**What needs to be done:** The expected output is each entry, given again exactly.

**Task data:**

PR #16209, opened 2026-04-09
docs(MADR): context and user stories for mesh-scoped proxy policies

lukidzi:
## Motivation

We want to support targeting mesh-scoped zone proxies by policies.

## Implementation information

Define context and user stories

> Changelog: skip

PR #16275, opened 2026-04-14
docs(MADR): added policy matching

lukidzi:
## Motivation

We want to enable mesh-scoped proxies to be targeted by policies

## Implementation information

Added document how can we achieve this

## Supporting documentation

Fix https://github.com/Kong/kong-mesh/issues/9029


docs/madr/decisions/101-policy-matching-mesh-scoped-zone-proxy.md
```diff
@@ -2,114 +2,83 @@
...
-  service limits and exhaust the budget.
-* As a mesh operator I want to inject HTTP headers with a token on the egress for all outgoing requests
-  to an external service so that all clients in the mesh can use the same token without granting access
-  to the token to individual clients.
-* As a mesh operator I want to give access to service owners to a single HTTP endpoint of an external
-  resource so that the system follows the least privilege principle.
+Zone Ingress and Zone Egress were originally dedicated global-scoped resource types.
+Being global-scoped meant they lived outside any mesh context, which created two fundamental blockers:
+
+1. **No mesh identity** — `ZoneEgress` could not participate in mTLS with a
```
slonka, line 12: I'm confused, should this PR be pointed to this branch https://github.com/kumahq/kuma/pull/16209/changes ?

lobkovilya:
@lukidzi please merge master to see a clean diff

docs/madr/decisions/102-policy-matching-mesh-scoped-zone-proxy.md
```diff
@@ -2,114 +2,83 @@
...
+* As a mesh operator I want to rate limit requests to an external service so that clients don't
+  go over service limits and exhaust the budget.
+* As a mesh operator I want to inject HTTP headers with a token on the egress for all outgoing
+  requests to an external service so that all clients in the mesh can use the same token without
+  granting access to the token to individual clients.
 
 ## Design
 
-### General Policy Model for Zone Proxy
+### Scope of Zone Egress
```
lobkovilya: Since the MADR is focusing on both zone ingress and egress it'd make sense to cover both here

docs/madr/decisions/102-policy-matching-mesh-scoped-zone-proxy.md
```diff
@@ -122,106 +91,142 @@ type Match struct {
 }
 ```
 
-Usage:
+With the KRI-based SNI format ([MADR-101](101-sni-format-improvements.md)), SNIs follow the
+pattern `sni.<type>.<mesh>.<zone>.<namespace>.<name>[.<sectionName>]` and are human-readable,
```
lobkovilya: SectionName is not optional, it's always present. Without the port we can't forward the traffic.

docs/madr/decisions/102-policy-matching-mesh-scoped-zone-proxy.md
```diff
@@ -122,106 +91,142 @@ type Match struct {
...
 ```
 
-Usage in other inbound policies (`MeshRateLimit`):
+* Good, because users reference the resource by name or labels.
+* Good, because it is consistent with how other Kuma policies reference resources.
+* Good, because label-based matching provides broad scoping (by namespace, zone, team, etc.) without requiring users to know internal SNI formats.
+* Good, because users are already familiar with `targetRef` selectors from existing policies and do not need to learn a new matching mechanism.
+* Good, because policies are insensitive to SNI format changes, if the SNI format evolves, existing policies require no updates; the CP re-resolves them.
+* Bad, because CP must resolve `targetRef` to SNI(s) during policy compilation.
+* Bad, because `targetRef` in `Match` is only meaningful on zone proxy Dataplanes where per-destination filter chains exist. On regular sidecars the field is invalid and must be rejected at admission, meaning the shared `Match` struct carries a field that most consumers can never use.
```
lobkovilya: We shouldn't reject it, just ignore if no such filter chain. Same logic we have with targeting MeshHTTPRoute, you can have MeshTimeout:

```yaml
spec:
  to:
    - targetRef:
        kind: MeshHTTPRoute
        name: route-1
      default: {}
```

and the policy will be ignored on the DPPs that don't have `route-1`

docs/madr/decisions/102-policy-matching-mesh-scoped-zone-proxy.md
```diff
@@ -122,106 +91,142 @@ type Match struct {
...
+          type: Exact
+          value: "spiffe://default/ns/backend-ns/sa/backend"
+        targetRef:
+          kind: MeshExternalService
+          labels:
+            k8s.kuma.io/namespace: backend-ns
 ```
 
-Usage in other inbound policies (`MeshRateLimit`):
+* Good, because users reference the resource by name or labels.
```
lobkovilya, line 177: Using `labels` is the problem, user can unintentionally select multiple MeshExternalService and open access to resources they didn't mean to

docs/madr/decisions/102-policy-matching-mesh-scoped-zone-proxy.md
```diff
@@ -122,106 +91,142 @@ type Match struct {
...
+    SpiffeID  *SpiffeIDMatch        `json:"spiffeID,omitempty"`
+    TargetRef *common_api.TargetRef `json:"targetRef,omitempty"`
+}
+```
 
-The `targetRef` field in `Match` is optional. When absent, the match applies to all
-destinations (same as today for regular sidecars). When present, the match applies only
-to the filter chain for the referenced resource.
+- `targetRef` is the primary, user-facing mechanism. The CP resolves it to SNI(s) at
+  compile time. For zone egress, only `kind: MeshExternalService` is valid.
```
lobkovilya: what's "compile time"?

docs/madr/decisions/102-policy-matching-mesh-scoped-zone-proxy.md
```diff
@@ -489,140 +299,79 @@ spec:
...
 mesh: default
-name: egress-outbound-access-log
+name: aurora-combined
 spec:
   targetRef:
     kind: Dataplane
-    labels:
-      k8s.kuma.io/zone-proxy-type: egress
+    sectionName: ze-port
+  rules:
```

**Result:**
PR #16209, opened 2026-04-09
docs(MADR): context and user stories for mesh-scoped proxy policies

lukidzi:
## Motivation

We want to support targeting mesh-scoped zone proxies by policies.

## Implementation information

Define context and user stories

> Changelog: skip

PR #16275, opened 2026-04-14
docs(MADR): added policy matching

lukidzi:
## Motivation

We want to enable mesh-scoped proxies to be targeted by policies

## Implementation information

Added document how can we achieve this

## Supporting documentation

Fix https://github.com/Kong/kong-mesh/issues/9029


docs/madr/decisions/101-policy-matching-mesh-scoped-zone-proxy.md
```diff
@@ -2,114 +2,83 @@
...
-  service limits and exhaust the budget.
-* As a mesh operator I want to inject HTTP headers with a token on the egress for all outgoing requests
-  to an external service so that all clients in the mesh can use the same token without granting access
-  to the token to individual clients.
-* As a mesh operator I want to give access to service owners to a single HTTP endpoint of an external
-  resource so that the system follows the least privilege principle.
+Zone Ingress and Zone Egress were originally dedicated global-scoped resource types.
+Being global-scoped meant they lived outside any mesh context, which created two fundamental blockers:
+
+1. **No mesh identity** — `ZoneEgress` could not participate in mTLS with a
```
slonka, line 12: I'm confused, should this PR be pointed to this branch https://github.com/kumahq/kuma/pull/16209/changes ?

lobkovilya:
@lukidzi please merge master to see a clean diff

docs/madr/decisions/102-policy-matching-mesh-scoped-zone-proxy.md
```diff
@@ -2,114 +2,83 @@
...
+* As a mesh operator I want to rate limit requests to an external service so that clients don't
+  go over service limits and exhaust the budget.
+* As a mesh operator I want to inject HTTP headers with a token on the egress for all outgoing
+  requests to an external service so that all clients in the mesh can use the same token without
+  granting access to the token to individual clients.
 
 ## Design
 
-### General Policy Model for Zone Proxy
+### Scope of Zone Egress
```
lobkovilya: Since the MADR is focusing on both zone ingress and egress it'd make sense to cover both here

docs/madr/decisions/102-policy-matching-mesh-scoped-zone-proxy.md
```diff
@@ -122,106 +91,142 @@ type Match struct {
 }
 ```
 
-Usage:
+With the KRI-based SNI format ([MADR-101](101-sni-format-improvements.md)), SNIs follow the
+pattern `sni.<type>.<mesh>.<zone>.<namespace>.<name>[.<sectionName>]` and are human-readable,
```
lobkovilya: SectionName is not optional, it's always present. Without the port we can't forward the traffic.

docs/madr/decisions/102-policy-matching-mesh-scoped-zone-proxy.md
```diff
@@ -122,106 +91,142 @@ type Match struct {
...
 ```
 
-Usage in other inbound policies (`MeshRateLimit`):
+* Good, because users reference the resource by name or labels.
+* Good, because it is consistent with how other Kuma policies reference resources.
+* Good, because label-based matching provides broad scoping (by namespace, zone, team, etc.) without requiring users to know internal SNI formats.
+* Good, because users are already familiar with `targetRef` selectors from existing policies and do not need to learn a new matching mechanism.
+* Good, because policies are insensitive to SNI format changes, if the SNI format evolves, existing policies require no updates; the CP re-resolves them.
+* Bad, because CP must resolve `targetRef` to SNI(s) during policy compilation.
+* Bad, because `targetRef` in `Match` is only meaningful on zone proxy Dataplanes where per-destination filter chains exist. On regular sidecars the field is invalid and must be rejected at admission, meaning the shared `Match` struct carries a field that most consumers can never use.
```
lobkovilya: We shouldn't reject it, just ignore if no such filter chain. Same logic we have with targeting MeshHTTPRoute, you can have MeshTimeout:

```yaml
spec:
  to:
    - targetRef:
        kind: MeshHTTPRoute
        name: route-1
      default: {}
```

and the policy will be ignored on the DPPs that don't have `route-1`

docs/madr/decisions/102-policy-matching-mesh-scoped-zone-proxy.md
```diff
@@ -122,106 +91,142 @@ type Match struct {
...
+          type: Exact
+          value: "spiffe://default/ns/backend-ns/sa/backend"
+        targetRef:
+          kind: MeshExternalService
+          labels:
+            k8s.kuma.io/namespace: backend-ns
 ```
 
-Usage in other inbound policies (`MeshRateLimit`):
+* Good, because users reference the resource by name or labels.
```
lobkovilya, line 177: Using `labels` is the problem, user can unintentionally select multiple MeshExternalService and open access to resources they didn't mean to

docs/madr/decisions/102-policy-matching-mesh-scoped-zone-proxy.md
```diff
@@ -122,106 +91,142 @@ type Match struct {
...
+    SpiffeID  *SpiffeIDMatch        `json:"spiffeID,omitempty"`
+    TargetRef *common_api.TargetRef `json:"targetRef,omitempty"`
+}
+```
 
-The `targetRef` field in `Match` is optional. When absent, the match applies to all
-destinations (same as today for regular sidecars). When present, the match applies only
-to the filter chain for the referenced resource.
+- `targetRef` is the primary, user-facing mechanism. The CP resolves it to SNI(s) at
+  compile time. For zone egress, only `kind: MeshExternalService` is valid.
```
lobkovilya: what's "compile time"?

docs/madr/decisions/102-policy-matching-mesh-scoped-zone-proxy.md
```diff
@@ -489,140 +299,79 @@ spec:
...
 mesh: default
-name: egress-outbound-access-log
+name: aurora-combined
 spec:
   targetRef:
     kind: Dataplane
-    labels:
-      k8s.kuma.io/zone-proxy-type: egress
+    sectionName: ze-port
+  rules:
```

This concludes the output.